Fringe Box



Opinion: The Internet Is A Wonderful Thing But Not If Used To Exaggerate and Bully

Published on: 4 Jul, 2014
Updated on: 4 Jul, 2014
New Lib Dem group leader Cllr Caroline Reeves

Lib Dem group leader Cllr Caroline Reeves

By Caroline Reeves

The internet is a wonderful thing, communication is simple, quick and often free. But the very things that make it so invaluable can also be its downfall.

Recently we have seen two local petitions which have been very popular and reached large numbers of people, but they have not been wholly accurate in what they have stated. Both have caused stress, even if this was not the intention of the individuals who set each one up.

One concerned a convicted paedophile and was started after the Daily Mail ran a very emotive piece about the person being on the streets of Guildford near our children.

While there was some truth in what was said (the person in question was in a local probation service hostel) the implication that he was roaming the streets, unwatched by anyone in authority, gave rise to further petitions and demands on Facebook for him to be removed.
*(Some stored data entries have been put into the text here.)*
PR #2494, opened 2023-03-09
sui/wormhole: refactor and add upgradability

a5-pickle:
## Objective

The purpose of this pull request is to clean up the Wormhole core contract, which includes:

- Re-organizing large modules into smaller modules
- Converting data structures to dynamic fields where appropriate
- Adding `wormhole_scenario` module for integrators to use to initialize a test scenario with Wormhole
- Adding version control for upcoming [Sui upgradability]
  - This includes a temporary module `dummy_sui_package`, which seeks to replicate `sui::package`, so we could build out upgrade logic
- Adding `public entry` methods to the `wormhole` module (with the exception of `init_and_share_state`, which lives in the `setup` module)

Details of the methodology behind upgrading Wormhole is written about in Issue #2495 (this does not close the issue, as this PR may not fully capture everything required to satisfy it).

Current Sui build: **0.25.0**

## How to Review

1. Navigate to _sui/wormhole_ and run `make test` to make sure all Move tests succeed.
3. Review `publish_message_tests` and `publish_test` modules in _publish_message.move_
4. Review `vaa_tests` and `vaa` modules in _vaa.move_.
5. Review `state` module (first to review `new_emitter` method and modules associated with it, then to review `State` organization with its getters/setters).
6. Review governance tests and logic, which live in the _governance_ subdirectory.
7. Review other modules and associated tests.

[sui upgradability]: https://github.com/MystenLabs/sui/issues/2045

PR #2512, opened 2023-03-13
Sui/wormhole: add zero address utility method to external_address

gator-boi:
The purpose of this PR is to add a utility method to the `external_address` module that allows integrators to check if an `ExternalAddress` type contains the zero address.

### DIFF
--- a/sui/wormhole/sources/datatypes/external_address.move
+++ b/sui/wormhole/sources/datatypes/external_address.move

The language became more and more emotive with demands that the police do something. In fact, such matters are in the hands of the Ministry of Justice, not the police, although the police are obviously responsible for the safety of all our residents.

Stories of a man being seen with a camera, hiding in bushes may have been tabloid reporters looking for a story rather than the man in question, but added to the atmosphere of threat.

The other petition related to a request by residents for the licence of the Boileroom in Stoke Fields to be reviewed. The request was accepted by the council’s licensing team, and a date for a hearing has yet to be set. The request was lodged because residents felt that the conditions of the licence granted by Guildford Borough Council were not being adhered to, the request was not to close the venue down.

Cyber bullyingAn online petition named ‘Guildford Borough Council: Save The Boileroom from Closure’ was created and signatures appeared very quickly. Of course, everyone is fully entitled to their opinion, and the Boileroom obviously doesn’t want their business to be closed down, but that was not the, clearly stated, point of the request to review the licence.

Since the creation of the petition 17,500 people have signed to save the Boileroom from closure. As a borough councillor and a ‘target’ (‘s expression, not mine) I am notified when someone signs the petition, so I get an email telling me that the signatory: “has not heard any bass breakout or noise from The Boileroom which would cause a nuisance to myself.”

This is not surprising when the person lives the other side of the river, and even less surprising when they live in Sydney or Pennsylvania. But my point is that, thanks to the internet, it is all too easy to create a body of protest which is actually misinformed.

The paedophile petition has now lost its impetus, the Boileroom still collects signatures, but more worryingly this issue has spread to Facebook with very hateful and threatening comments being posted about individuals, and has further degenerated to the children of residents in the area being targetted by their peers at school through Facebook.

The misinformation spreads and gains its own momentum, and it’s all too easy to join in with the spiteful comments while the real issue is lost in a vortex of competing insults and the rush to be seen to comment. It does not help when anonymous, unmoderated comments are included without anyone checking whether what is said is hateful, libellous, obscene, inaccurate or simply untrue.

Even so, I do still believe that the internet is a truly wonderful thing, but it can be misused all too easily to spread misinformation and bully and we must guard against that.

Caroline Reeves is a Lib Dem borough councillor for Friary & St Nicolas and the leader of the Lib Dem Group at the borough council.